Gustavo Charrupí

Personal information
- Full name: Gustavo Adolfo Charrupí Díaz
- Date of birth: 22 July 2004 (age 22)
- Place of birth: Cali, Colombia
- Height: 1.74 m (5 ft 9 in)
- Position: Midfielder

Team information
- Current team: Everton (on loan from Atlético Bucaramanga)
- Number: 6

Youth career
- Deportivo Pasto

Senior career*
- Years: Team / Apps / (Gls)
- 2023–2025: Deportivo Pasto / 39 / (0)
- 2025–: Atlético Bucaramanga / 32 / (0)
- 2026–: → Everton (loan) / 1 / (0)

= Gustavo Charrupí =

Colombian footballer

Gustavo Adolfo Charrupí Díaz (born 22 July 2004) is a Colombian footballer who currently plays as a midfielder for Chilean club Everton on loan from Atlético Bucaramanga.

==Club career==
Born in Cali, Colombia, Charrupí was trained and started his career with Deportivo Pasto.

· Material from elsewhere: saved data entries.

PR #7030, opened 2023-09-01
test: make it easier to tell which line in server tests hang

gluxon:
## Problem

Sometimes the server tests hang and hit the 4 minute timeout. This PR doesn't fix that, but makes it more clear what line the hanging is happening on.

### Before

Before this change, Jest wasn't able to tell us which specific part of a test was hanging.

```
● installation using pnpm server

  62 | }
  63 |
> 64 | skipOnWindows('installation using pnpm server', async () => {
     |               ^
  65 |   await using setup = prepareServerTest()
  66 |   const { project, serverJsonPath } = setup
  67 |

  at Object.<anonymous> (test/server.ts:64:4)
```

### After

With a few changes, Jest now shows the specific line that timed out.

1. The `execPnpm` and `execPnpx` test utilities have a 3m timeout now.
2. Using `await expect(...).resolves.not.toThrow()` gets Jest to highlight the line if it hits the 3m timeout.

```
● installation using pnpm server

  expect(received).resolves.not.toThrow()

  Received promise rejected instead of resolved
  Rejected to value: [Error: Command timed out after 180000ms]

    71 |   expect(typeof serverJson.pnpmVersion).toBe('string')
    72 |
  > 73 |   await expect(execPnpm(['install', 'is-positive@1.0.0'])).resolves.not.toThrow()
       |         ^
    74 |
    75 |   expect(project.requireModule('is-positive')).toBeTruthy()
    76 |

    at expect (../node_modules/.pnpm/expect@29.6.2/node_modules/expect/build/index.js:113:15)
    at Object.<anonymous> (test/server.ts:73:9)
```

## Why do we need to wrap the promise resolve in an expect?

I'm a bit surprised Jest needed the `await expect(...).resolves.not.toThrow()` part. Without it, Jest shows where the error was constructed instead of the caller, which isn't as helpful.

```
● installation using pnpm server

  Command timed out after 100ms

    131 | function registerProcessTimeout (proc: NodeChildProcess, timeout: number, onTimeout: (reason: Error) => void) {
    132 |   return setTimeout(() => {
  > 133 |     onTimeout(new Error(`Command timed out after ${timeout}ms`))
        |               ^
    134 |
    135 |     // Ask the process to exit politely and clean up its resources. On Windows
    136 |     // this will likely no-op since there is no SIGINT. The SIGTERM kill below

    at Timeout.<anonymous> (test/utils/execPnpm.ts:133:15)
```

### DIFF
--- a/pnpm/test/server.ts
+++ b/pnpm/test/server.ts
@@ -50,8 +50,8 @@ function prepareServerTest (serverStartArgs?: readonly string[]): TestSetup {
   const serverJsonPath = path.resolve('..', 'store/v3/server/server.json')
 
   async function onTestEnd () {
-    await execPnpm(['server', 'stop'])
-    expect(await pathExists(serverJsonPath)).toBeFalsy()
+    await expect(execPnpm(['server', 'stop'])).resolves.not.toThrow()
+    await expect(pathExists(serverJsonPath)).resolves.toBeFalsy()
   }
 
   return {
@@ -70,11 +70,11 @@ skipOnWindows('installation using pnpm server', async () => {
   expect(serverJson.connectionOptions).toBeTruthy()
   expect(typeof serverJson.pnpmVersion).toBe('string')
 
-  await execPnpm(['install', 'is-positive@1.0.0'])
+  await expect(execPnpm(['install', 'is-positive@1.0.0'])).resolves.not.toThrow()
 
   expect(project.requireModule('is-positive')).toBeTruthy()
 
-  await execPnpm(['uninstall', 'is-positive'])
+  await expect(execPnpm(['uninstall', 'is-positive'])).resolves.not.toThrow()
 })
 
 skipOnWindows('store server: headless installation', async () => {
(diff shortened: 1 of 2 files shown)


gluxon:
There is a large benefit to the 3m timeout in addition to making debugging easier. 

Before this, it was possible for a test hanging on `execPnpm` to run, hit the 4 minute global test timeout, and then pass on the retry. In that case the overall CI job would still hang since it's waiting for the first timed-out test to finish and close its server process resource.

gluxon:
The CI jobs in this PR are passing, but I ran this [branch on my fork](https://github.com/gluxon/pnpm/actions/runs/6055041608/job/16433408041) a few times and see:

```
Summary of all failing tests
FAIL test/server.ts (754.525 s)

    expect(received).resolves.not.toThrow()

    Received promise rejected instead of resolved
    Rejected to value: [Error: Command timed out after 180000ms]

      172 |   const project = prepare()
      173 |
    > 174 |   await expect(execPnpm(['install', 'is-positive@1.0.0', '--use-store-server'])).resolves.not.toThrow()
          |         ^
      175 |
      176 |   const serverJsonPath = path.resolve('..', 'store/v3/server/server.json')
      177 |

      at expect (../node_modules/.pnpm/expect@29.6.2/node_modules/expect/build/index.js:113:15)
      at Object.<anonymous> (test/server.ts:174:9)
```

weyert (approved):
Change makes sense to me. `expect()` and awaiting indeed looks odd but works

zkochan:
Can the same be done for `execPnpmSync`? I think we actually can use the sync one instead almost everywhere

gluxon:
Thanks for taking a look @weyert!

> Can the same be done for `execPnpmSync`?

Good suggestion! Updated in latest push.

> I think we actually can use the sync one instead almost everywhere

Interesting. The asynchronous APIs can be more convenient since they're a bit more portable. As soon as we want to do something more flexible, the `crossSpawn.sync` calls need to be refactored to be asynchronous. (For example, we may want to run two pnpm execs at the same time.)

zkochan (approved):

In July 2025, Charrupí signed with Atlético Bucaramanga and took part in the 2026 Copa Sudamericana. In July 2026, he was loaned out to Chilean club Everton de Viña del Mar on a deal until June 2027 with a purchase option and made his debut in the 1–1 away draw against Unión La Calera on 27 July.